* [Exercise prompt]:
Set down the entries below exactly as written.

···

PR #857, opened 2021-02-22
Change default ordering in client index view

bengolder:
- makes the "Waiting on Response" column visible
- defaults to ordering on that column

### DIFF
--- a/app/controllers/concerns/client_sortable.rb
+++ b/app/controllers/concerns/client_sortable.rb
@@ -1,6 +1,6 @@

···

* [Solved problem]:
PR #857, opened 2021-02-22
Change default ordering in client index view

bengolder:
- makes the "Waiting on Response" column visible
- defaults to ordering on that column

### DIFF
--- a/app/controllers/concerns/client_sortable.rb
+++ b/app/controllers/concerns/client_sortable.rb
@@ -1,6 +1,6 @@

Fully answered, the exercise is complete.